The victims were in an apartment in Al Fakher, in the southern district of Qataba, Al- Daleh province. One of the injured children lost her entire family in the explosion. After the attack, most injured were brought to a hospital supported by Save the Children.
Save the Children, whose staff treated some of the casaulties, said one of the wounded children had lost her entire family in the explosion. The aid group called for an urgent investigation into the attack on the civilian area and said it "simply cannot accept that such an atrocity is carried out with impunity."
"Attacks like this happen almost on a daily basis – the use of explosive weapons in populated areas is sadly all too common in the Yemen conflict... Only yesterday four children were killed in another attack in Amran that killed an entire family, including a pregnant mother," Tamer Kirolos, Country Director for Save the Children in Yemen, said.
"These children should not be victims of this conflict. Yet, they have paid the highest price imaginable.
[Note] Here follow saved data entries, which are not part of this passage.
PR #274, opened 2015-07-07
flow: provide a generic function for deleting node types

cmarcelo:
Some node *types* are created in runtime, and need to be later deleted
and have extra resources disposed. Types created with
sol_flow_static_new_type() are one example, others might be added later.

This patch provide a generic function for deleting those types, so code
that contains collections of node types doesn't need to track which
specific delete function to call. We'll use that as part of
sol-flow-resolver, for the declared types, that might have different
sources.

There's a callback function to handle the per type behavior in the type
structure. Uses of sol_flow_static_del_type() were replace with
sol_flow_node_type_del().


cmarcelo:
Applied in a6e5340d96d2815aef7c9644ad3268823e835276.

PR #276, opened 2015-07-07
Json config try2

tcanabrava:
Second try of the json based config - make check and make check-fbp passes, also a small testcase with a json config written just for it also passed. This version has the following differences regarding v1:
- use sol_util_load_file_string instead of loading the file manually
- use sol_util_str_split instead of splitting the file manually
- fixes a bug on util_load_file_raw where a we could fail after reading the file sucessfully
- use sol_ptr_vector to store the options temporarely


lpereira:
Please close the previous PR when sending a new version.

mbelluzzo:
-1, the way you fixed the "bug" in _raw makes it fall in the 'do' loop in case of error, which is even worst than the original code.

The better chance to avoid regular files to fall in the worst case scenario of this function would be to add the 'do' in the else of stat diff, remove the 'goto end' completely.

Also, this change should not be mixed with json conf changes since it's a improvement that is not even needed to make it work.

tcanabrava:
@mbelluzzo  - will do.

data/schemas/config.schema
```diff
@@ -0,0 +1,28 @@
...
+        },
+
+        "nodetypes" : {
+            "type": "array",
+            "minItems": 1,
+            "uniqueItems": true,
+            "items": { "$ref": "#/definitions/nodetype" }
+        }
+    }
+}
```
mbelluzzo: I think we are using only 2 spaces for indenting .json files (I know, its ugly as hell, but its the way it is).

data/scripts/convert-config-to-json.py
```diff
@@ -0,0 +1,81 @@
+#!/usr/bin/env python3
```
lpereira: If there's no reason to have this script in the tree, as stated in the previous version of this PR, just leave it out.

src/shared/sol-conffile.c
```diff
@@ -58,147 +61,187 @@ sol_conffile_entry_sort_cb(const void *data1, const void *data2)
...
+
+    sol_json_scanner_init_from_token(&scanner, &options_object);
+    SOL_JSON_SCANNER_OBJECT_LOOP (&scanner, &token, &key, &value, reason) {
+        int key_len, value_len;
+        char *tmp;
+        key_len = sol_json_token_get_size(&key) - 2; // remove quotes from the key.
+        value_len = sol_json_token_get_size(&value); // do not remove quotes from the value. (not everything is a string here)
+        len = key_len + value_len + 2; // plus = and \0
+        tmp = malloc( len );
+        snprintf(tmp, len, "%.*s=%.*s\0", key_len, key.start + 1, value_len, value.start);
```
lpereira: Use `asprintf()` instead of `malloc()` + `snprintf()`. If using `snprintf()`, **always** check the return value for truncation.

src/shared/sol-conffile.c
```diff
@@ -58,147 +61,187 @@ sol_conffile_entry_sort_cb(const void *data1, const void *data2)
...
+    sol_ptr_vector_init(&vec_options);
+
+    sol_json_scanner_init_from_token(&scanner, &options_object);
+    SOL_JSON_SCANNER_OBJECT_LOOP (&scanner, &token, &key, &value, reason) {
+        int key_len, value_len;
+        char *tmp;
+        key_len = sol_json_token_get_size(&key) - 2; // remove quotes from the key.
+        value_len = sol_json_token_get_size(&value); // do not remove quotes from the value. (not everything is a string here)
+        len = key_len + value_len + 2; // plus = and \0
+        tmp = malloc( len );
```
lpereira: Memory allocation failures should be checked.

___Also, please:___
   * Run check-style.
   * Read other parts of the code to see how things are done in the project.
   * If you're not familiar with C library functions, read the man pages. Specifically the NOTES section and RETURN VALUES section. Check all return values.

src/shared/sol-conffile.c
```diff
@@ -58,147 +61,187 @@ sol_conffile_entry_sort_cb(const void *data1, const void *data2)
...
-    g_error_free(error);
-    g_key_file_free(keyfile);
-    return NULL;
+    if (file[0] == '/') {
+        config_file_contents = sol_util_load_file_string(file, NULL);
+    } else {
+        for (i = 0; i < search_dirs_size; i++) {
+            char filename[PATH_MAX];
+            size_t size;
+            sprintf(filename, "%s/%s", search_dirs[i], file);
```
lpereira: ...

src/shared/sol-conffile.c
```diff
@@ -209,9 +252,9 @@ sol_conffile_free_entry_vector(struct sol_ptr_vector *pv)
 
     SOL_PTR_VECTOR_FOREACH_IDX (pv, e, i) {
         free((void *)e->id);
-        g_free((void *)e->type);
+        free((void *)e->type);
         if (e->options)
-            g_strfreev((gchar **)e->options);
+            free((char **)e->options);
```
lpereira: ...

src/shared/sol-conffile.c
```diff
@@ -307,7 +347,7 @@ sol_conffile_load_vector(void)
 static void
 sol_conffile_clear_data(void)
 {
-    sol_conffile_free_entry_vector(&sol_conffile_entry_vector);
+    //sol_conffile_free_entry_vector(&sol_conffile_entry_vector);
```
lpereira: Commented code?

src/shared/sol-conffile.c
```diff
@@ -58,147 +61,187 @@ sol_conffile_entry_sort_cb(const void *data1, const void *data2)
...
-    if (fallback_paths && !keyfile) {
-        splitted_paths = g_strsplit(fallback_paths, ";", -1);
-        for (ptr = splitted_paths; *ptr; ptr++) {
-            keyfile = sol_conffile_load_keyfile_from_dirs
-                    (*ptr, full_path);
-            if (keyfile)
+        config_file_contents = sol_conffile_load_keyfile_from_dirs(path, full_path);
+
+    if (fallback_paths && !config_file_contents) {
+        int idx;
```
lpereira: Indices should be `uint16_t`.

src/shared/sol-conffile.c
```diff
@@ -58,147 +61,187 @@ sol_conffile_entry_sort_cb(const void *data1, const void *data2)
...
-    g_key_file_free(keyfile);
-    return NULL;
+    if (file[0] == '/') {
+        config_file_contents = sol_util_load_file_string(file, NULL);
+    } else {
+        for (i = 0; i < search_dirs_size; i++) {
+            char filename[PATH_MAX];
+            size_t size;
+            sprintf(filename, "%s/%s", search_dirs[i], file);
+            config_file_contents = sol_util_load_file_string(file, &size);
```
mbelluzzo: Since you are dealing with regular files for sure, Instead of use `sol_util_load_file_string` I think you should use `sol_file_reader_open` and sol_file_reader API to deal with files that you will parse. `sol_file_reader` API will take advantage of mmap whenever its possible (i.e. when dealing with regular files which is the case) and fallback to `sol_util_load_file_raw` only if mmap isn't possible. Than just use sol_file_reader_get_all and you will have proper slice to feed `sol_json_scanner_init` (slice.data). You can check `_json_open_doc` in 'sol-platform-detect.c' if needed.

Since our parser use silces everywhere, you dont need to `sol_util_load_file_string` anyway since you dont need to enforce the contents to be null terminated (only reason to use _string instead of _raw).

src/shared/sol-conffile.c
```diff
@@ -58,147 +61,187 @@ sol_conffile_entry_sort_cb(const void *data1, const void *data2)
...
+        return pv;
+
+    sol_json_scanner_init_from_token(&obj_scanner, &value);
+    SOL_JSON_SCANNER_ARRAY_LOOP (&obj_scanner, &token, SOL_JSON_TYPE_OBJECT_START, reason) {
         entry = calloc(1, sizeof(*entry));
         SOL_NULL_CHECK(entry, pv);
+        SOL_JSON_SCANNER_OBJECT_LOOP_NEST (&obj_scanner, &token, &key, &value, reason) {
 
-        entry->id = strdup(*groups_ptr);
+    #define DUP_JSON_STR( JSON_VALUE ) \
```
lpereira: Please use a function here instead of a macro.

src/shared/sol-conffile.c
```diff
@@ -58,147 +61,187 @@ sol_conffile_entry_sort_cb(const void *data1, const void *data2)
...
+    sol_json_token_get_size(&JSON_VALUE) >= 2 ? \
+    strndup(JSON_VALUE.start + 1, sol_json_token_get_size(&JSON_VALUE) - 2 ) : NULL
 
-        entry->type = g_key_file_get_string(keyfile,
-            *groups_ptr, "Type", NULL);
+            if (sol_json_token_str_eq(&key, node_name, strlen(node_name))) {
+                entry->id = DUP_JSON_STR(value);
+            }
```
lpereira: `else`

src/shared/sol-conffile.c
```diff
@@ -58,147 +61,187 @@ sol_conffile_entry_sort_cb(const void *data1, const void *data2)
...
-        if (!entry->type) {
-            SOL_DBG("could not find mandatory 'Type' key on group [%s],"
-                " skipping entry", *groups_ptr);
-            free((void *)entry->id);
-            free(entry);
-            continue;
-        }
+            if (sol_json_token_str_eq(&key, node_type, strlen(node_type))) {
+                entry->type = DUP_JSON_STR(value);
+            }
```
lpereira: `else`

ricardotk:
s/try/v on PR message please

src/shared/sol-conffile.c
```diff
@@ -58,147 +61,187 @@ sol_conffile_entry_sort_cb(const void *data1, const void *data2)
...
 
-        entry->options = (const char **)g_key_file_get_string_list(keyfile,
-            *groups_ptr, "Options", NULL, NULL);
+            if (sol_json_token_str_eq(&key, node_options, strlen(node_options))) {
+                sol_conffile_set_entry_options(entry, value);
+            }
```
lpereira: `else { error! }`

src/shared/sol-conffile.c
```diff
@@ -58,147 +61,187 @@ sol_conffile_entry_sort_cb(const void *data1, const void *data2)
...
-        include_group, "Include", &error);
-    if (*include == NULL && error
-        && error->code != G_KEY_FILE_ERROR_KEY_NOT_FOUND) {
-        SOL_DBG("could not read value from %s group: %s",
-            include_group, error->message);
-        g_error_free(error);
-    }
+    struct sol_json_token token, key, value;
+    struct sol_json_scanner include_scanner;
+    enum sol_json_loop_reason reason;
```
lpereira: This variable is never checked. It should *always* be checked.

lpereira:
Please review the comments in this PR and in the previous versions, as there are still a few things that were not fully addressed.

data/schemas/config.schema
tcanabrava: easy to fix, done.

data/scripts/convert-config-to-json.py
tcanabrava: Okay

src/shared/sol-conffile.c
tcanabrava: I was looking for a function that did the 'malloc + snprintf' trick, didn't found it, THANKS <3

src/shared/sol-conffile.c
tcanabrava: check style was run and didn't found *any* issues on that

tcanabrava:
closing for v3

We’re calling for an independent investigation into the attack and for perpetrators to be held to account."
The coalition could not be immediately reached for comment.
The raid came days after the Houthis offered to halt drone and missile attacks on Saudi Arabia as part of efforts to end Yemen's ongoing civil war.
The group claimed responsibility for attacks on Saudi oil installations that knocked out half of Riyadh's oil production.
The United States and Saudi Arabia, however, blamed Iran, saying the strikes were carried out with advanced cruise missiles and drones.
Britain also claimed that the Saudi oil facility attacks were not perpetrated by Houthi rebels.
Tuesday's air strikes on Qatabah, in southern Yemen's Daleh province, which is partly controlled by the Houthis, marked the first major attack believed to have been carried out by the coalition since the group's offer was made.
Saudi Arabia had given a cautious response on Saturday to the Houthis' offer to de-escalate.
"We judge other parties by their deeds, actions and not by their words, so we will see (whether) they actually do this or not," said Saudi Minister of State for Foreign Affairs Adel al-Jubeir.
"Regarding what prompted them to do this... we have to do more intensive studies," he said at a news conference in Riyadh.
The UN Special Envoy for Yemen Martin Griffiths welcomed the rebels' proposal, saying it could bring an end to the bloody conflict.
Its implementation "in good faith could send a powerful message of the will to end the war", he said.
Tens of thousands of people, most of them civilians, have been killed since Saudi Arabia and its allies intervened in March 2015 in support of the beleaguered government after the rebels captured the capital Sanaa.
The fighting has left 24.1 million - more than two-thirds of the population - in need of aid.
The United Nations has described Yemen as the world's worst humanitarian crisis.